Stressed out? Three tips to build resilience
To be successful as an entrepreneur, you have to be resilient. If you can’t take getting rejected, knocked down and discouraged only to get up to try again, you are probably better off working for someone else.
I’ve been spending a lot of time lately learning what it takes to develop and maintain resilience. I was recently speaking at a conference, and I shared the calamity of events our family has gone through over the last two years. A few people came up to me and asked how I get back up after being knocked down so many times.
In my attempt to find solutions and coping strategies to help me raise my son, who suffers from a severe mental illness, and in dealing with a lot of setbacks along the way, I’ve discovered a formula for overcoming life’s inevitable hard knocks: Courage plus resilience equals triumph. This applies not just to big tragedies, but also the everyday stuff we all deal with that weighs us down.
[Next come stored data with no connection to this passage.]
PR #2308, opened 2022-01-25
fix: Switched to JSON Copy for Performance Optimization

CoshUS:
*Issue #, if available:*

*Description of changes:*
Original time: 139 seconds
With Hash Caching Only: 113 seconds
With Fast Copy Only: 123 seconds
With Fast Copy and Hash Caching: 53 seconds

Lambda authorizer strings are in Py27UniStr. Deepcopy keeps the type but json loads/dumps will resolve it to string.

*Checklist:*

    - [ ] Correct values
- [ ] `make pr` passes
- [ ] Update documentation

*Examples?*


CoshUS:
Tests and docs will be added once implementation has no issue.

hawflau (changes requested):
LGTM overall! 
Can you also add some unit tests? Thanks!

Issue #2291, opened 2022-01-14
[Announcement] Deprecating AWS Serverless Application Model on Python3.6


mndeveci:
As of now, AWS Serverless Application Model can be used as a library within python3.6, python3.7 and python3.8 versions. However, python3.6 has reached its end of life by December 23th, 2021.
### What is deprecation schedule?

AWS Serverless Application Model will not work on python3.6 environments by February 28th, 2022.

### Will this impact my AWS Lambda functions using python3.6?

No, AWS Lambda functions which is using python3.6 as runtime will not be affected by this change. For more information about supported runtimes, please check https://docs.aws.amazon.com/lambda/latest/dg/runtime-support-policy.html

### Am I impacted by this deprecation?

Following use cases will be impacted by this change;

- If you are using python3.6 and installing AWS Serverless Application Model through `pip install`
- If you are using `aws-sam-translator` as a library and you are building your application with python3.6

PatMyron:
Think should stay pinned for a couple quarters since over 5% of downloads are still using python 3.6:
https://pypistats.org/packages/aws-sam-translator

PR #2311, opened 2022-02-01
fix: remove py3.6 support and add py3.9 and py3.10

mndeveci:
*Issue #, if available:*
https://github.com/aws/serverless-application-model/issues/2291

*Description of changes:*
Python3.6 have reached its EOL, this PR removes support for using serverless-application-model as a library in a python3.6 environment.

*Checklist:*

    - [ ] Correct values
- [ ] `make pr` passes
- [ ] Update documentation

*Examples?*


jfuss (approved):

setup.py
```diff
@@ -66,6 +66,7 @@ def read_requirements(req="base.txt"):
         "NOTICE",
         "THIRD_PARTY_LICENSES",
     ),
+    python_requires=">=3.7, <=4.0, !=4.0",
```
jfuss, line 69: Should we restrict this to only supported versions instead of auto enabling new python versions under 4.0?

jfuss (changes requested):

setup.py
jfuss: Rethinking this. Since this repo is a library, leaving it open like this is likely fine. We may run into problems if we use newer lang features but we have to support the min version anyways.

jfuss (approved):

hoffa (approved):

torresxb1 (approved):
There are still some references to python 3.6 in `DEVELOPMENT_GUIDE.md` but otherwise LGTM

jfuss:
> There are still some references to python 3.6 in DEVELOPMENT_GUIDE.md but otherwise LGTM

I can make a follow up PR to address those.

setup.py
michael-k: Why `<=4.0` and `!=4.0` instead of just `<4.0`?

(Or better yet only `>=3.7` https://iscinumpy.dev/post/bound-version-constraints/)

Not a day goes by when people aren’t affected by a challenge or some misfortune. Maybe you lost your job, got a divorce or declared bankruptcy. Or, perhaps like me, you started your business while caring for a child with special needs, juggling work engagements with emergencies, hospitalizations and health crises for yourself and your child.
Any one of these or countless other situations can be traumatic and life changing. How do we keep getting up after we have been knocked down? One answer lies in taking steps to become more resilient. Resilient people don’t waste difficult experiences and difficult times, but instead choose to use them as a catalyst for growth. Resilience is a skill that can be learned, and whether we like it or not, life gives us plenty of chances to practice.
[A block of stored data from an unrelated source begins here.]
PR #3893, opened 2026-03-17
chore: drop Python 3.9 support for running SAM, add Python 3.12, 3.13 to CI

roger-zhangg:
## What

Drop Python 3.9 as a supported version for **running** the SAM translator itself, and extend CI coverage to Python 3.12, 3.13, and 3.14.

## Important distinction

This change only drops Python 3.9 as a version for running SAM. **Python 3.9 as a Lambda runtime in SAM templates is still fully supported.** Test fixtures that use `Runtime: python3.9` are intentionally left unchanged.

## Changes

- **setup.py** — `python_requires` bumped to `>=3.10`, classifiers updated to 3.10–3.14
- **.github/workflows/build.yml** — test matrix now runs 3.10, 3.11, 3.12, 3.13, 3.14(after pydantic v1 support added)
- **pyproject.toml** — Black `target_version` updated to py310–py314
- **ruff.toml / tests/ruff.toml / integration/ruff.toml** — `target-version` bumped to `py310`
- **requirements/base.txt** — simplified pydantic dependency (removed 3.8/3.9 conditional pins)
- **DEVELOPMENT_GUIDE.md** — updated supported versions and pyenv install instructions


integration/combination/test_function_with_cwe_dlq_generated.py
```diff
@@ -36,7 +36,7 @@ def test_function_with_cwe(self):
 
         # checking policy action
         actions = dlq_policy_statement["Action"]
-        action_list = actions if isinstance(actions, list) == list else [actions]
+        action_list = actions if actions is list else [actions]
```
valerena: I don't think this is correct. 

`type(actions) is list` would work, but `actions is list` will never be True (and it's not the same that we had before).

This is probably why you had to add an exception for this in the `ruff.toml` file, but `ruff` complaining about this usage of `is` is exactly what we want on this line

integration/ruff.toml
```diff
@@ -24,4 +24,5 @@ lint.select = [
 "**/*.py" = [
     "S101", # Use of `assert` detected
     "PLR", # pylint-refactor
+    "E721", # Use `is` and `is not` for type comparisons
```
valerena: I added another comment mentioning that we might not want to add this (at least another part when there's actually an error that should have been caught by this). Are there other parts that are failing with this rule?

integration/combination/test_function_with_cwe_dlq_generated.py
valerena: wait, I'm reading this code again. The previous code was very weird too! 
`isinstance(actions, list) == list` will always be false too. Because `isinstance` returns a boolean!

Probably that's why this new code is so weird too. I guess we never go in the `if` and apparently the test works well in that case. (because it's waiting only one element in the next line). 

Let's still fix this, but at least I see that the implementation had problems before

Allankw-dev (commented):
Including Python 3.13 is great for forward compatibility, but you may want to ensure dependencies fully support it to avoid unstable builds.

Allankw-dev:
Consider adding dependency caching (e.g., pip cache) to speed up workflow execution across runs and also It might be helpful to document what( make init) and ( make pr ) do, or reference them in the README for better clarity.

ruff.toml
```diff
@@ -38,6 +38,13 @@ lint.ignore = [
     "RUF012",
     # Logging statement uses f-string
     "G004",
+    # `import` should be at the top-level of a file
+    # Used intentionally to avoid circular imports
+    "PLC0415",
```
valerena: Can we just ignore this specifically where we use it? I really think imports should be at the top level, and AI agents are really good at adding inline imports, which we should try to avoid

ruff.toml
```diff
@@ -38,6 +38,13 @@ lint.ignore = [
...
+    # Object does not implement `__hash__` method
+    # Intentional in py27hash_fix.py
+    "PLW1641",
+    "PTH208",
```
valerena: Let's add a comment for this one too, so we maybe try to remove it later.

ruff.toml
```diff
@@ -52,6 +59,10 @@ lint.ignore = [
     # print() is allowed in bin/ as they are dev tools.
     "T201",
 ]
+"samtranslator/internal/schema_source/aws_serverless_function.py" = [
+    # E501: Line too long - unavoidable due to large Union type
+    "E501",
+]
```
valerena: Is this really needed? I see a `Union` spread across different lines (around 630), and also the `aws_serverless_statemachine` file has much longer Unions (this commits actually puts together in a single line a `Union` that used to be separate). So if anything, that file would have to have the ignore instead of the `serverless_function`. So it's surprising to me.

valerena (commented):
If we're not adding Python3.14, let's update the title/description to reflect that.

ruff.toml
roger-zhangg: I remember this is the fix we've done for pydantic v1. I can add the ignore there

ruff.toml
roger-zhangg: I can take another look

roger-zhangg: Humm, this seems comming from the first attempt, I reverted other code but not this one. Will delete

ruff.toml
roger-zhangg: removed

ruff.toml
roger-zhangg: removed

tests/translator/output/error_function_invalid_event_type.json
```diff
@@ -4,20 +4,20 @@
     "Number of errors found: 3. ",
     "Resource with id [FunctionApiTypeError] is invalid. ",
     "Event with id [ApiEvent] is invalid. ",
-    "Resource dict has missing or invalid value for key Type. ",
-    "Event Type is: API. ",
+    "Resource dict has missing or invalid value for key type. ",
+    "Event type is: API. ",
```
valerena: We shouldn't change the `Type`s in this file

samtranslator/model/__init__.py
```diff
@@ -120,7 +121,7 @@ def __init__(self) -> None:
 
 
 class Resource(ABC):
-    """A Resource object represents an abstract entity that contains a Type and a Properties object. They map well to
+    """A Resource object represents an abstract entity that contains a type and a Properties object. They map well to
```
valerena: This refers to the CFN `Type` so it shouldn't change to lower case. Same with other `type` in this file that were converted from `Type` in error messages and comments.

DEVELOPMENT_GUIDE.md
```diff
@@ -26,7 +26,7 @@ Environment setup
 -----------------
 ### 1. Install Python versions
 
-Our officially supported Python versions are 3.8, 3.9 and 3.10. 
+Our officially supported Python versions are 3.10, 3.11, 3.12, 3.13 and 3.14.
```
valerena: We shouldn't add 3.14 to this doc if we're not *really* supporting it yet.

samtranslator/model/__init__.py
roger-zhangg: Thanks for catching!

DEVELOPMENT_GUIDE.md
roger-zhangg: thanks! removed

tests/translator/output/error_function_invalid_event_type.json
roger-zhangg: reverted this file, thanks for catching

valerena (approved):

samtranslator/plugins/api/implicit_api_plugin.py
```diff
@@ -54,22 +54,22 @@ def __init__(self) -> None:
...
         # {api_id: {path: {method: condition_name_or_None}}}
-        self.api_conditions: Dict[str, Any] = {}
-        self.api_deletion_policies: Dict[str, Any] = {}
-        self.api_update_replace_policies: Dict[str, Any] = {}
+        self.api_conditions: dict[str, Any] = {}
+        self.api_deletion_policies: dict[str, Any] = {}
+        self.api_update_replace_policies: dict[str, Any] = {}
 
     @abstractmethod
-    def _process_api_events(  # noqa: PLR0913
```
vicheey, line 65: Nice.

vicheey (approved):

A good way to gauge your current level of resilience is to consider how you react when things don’t go your way. Research shows that the way we cope with little stressors strongly predicts how we will deal with the big ones.
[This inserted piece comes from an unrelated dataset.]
Issue #3866, opened 2025-12-18
Feature Request: Support SecurityPolicy and EndpointAccessMode in AWS::Serverless::Api


jth08527:
## Description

To become more aware of how you react to stress, start by answering these questions:
Emotional intelligence also has a lot to do with how well we handle stress and how resilient we are. There are many assessment tools that can help you determine your level of awareness when it comes to your own feelings. For instance, how would you rate yourself on the following?
When someone disagrees with me, I listen to his or her point of view (Hint: If the answer is no or rarely, always start a disagreement with “What do you think?” and don’t share your point of view until you understand theirs.)
I assess my options, choosing the best alternative under pressure.
I am flexible in the face of changes at home and at work.
I take time for myself regularly and do the things I enjoy.
Most of us are not taught resilience in school — I know I wasn’t, though I wish I had learned it then: I use my resilience way more than I use algebra! Fortunately, resilience is a skill that can be cultivated, practiced, and honed.
Here are three tips to help you exercise your resilience muscles every day:
Choose your expectations wisely. The great Texas singer and songwriter Ray Wylie Hubbard sums this idea up well in one of his lyrics: “And the days that I keep my gratitude higher than my expectations. Well, I have really good days.” Being unhappy, frustrated, sad or just about any other feeling, happens because our expectations and reality are out of alignment. We can’t control what’s happening much of the time, but we can certainly choose our expectations.
Make yourself a priority. Diet, sleep, and exercise — we’ve heard the advice so often we tend to forget it or blow it off, yet we do so at our own peril. As someone who has battled depression most of my life, I can tell you that changing my lifestyle changed my mood. I was so tired of hearing people preach about how I needed to be healthier, but it’s said so often and so adamantly because it’s true and it works. I’m not perfect, but I am more aware of my choices. I swim regularly, I get lots of sleep and I stay active. I haven’t had an episode in three years (knock-on-wood), but that’s because three years ago, I started making better choices. That’s no coincidence.
Get comfortable being uncomfortable. We are either green and growing or ripe and rotting. When life becomes too comfortable, it’s easy to become complacent, and complacency is the enemy of courage. Although it can be difficult, it’s important to learn to get comfortable being uncomfortable.
Resilient people challenge themselves to use their experiences as learning opportunities because they know that’s when they really grow. Ask yourself what this means for you in every situation you face. How can you use discomfort as a catalyst for growth?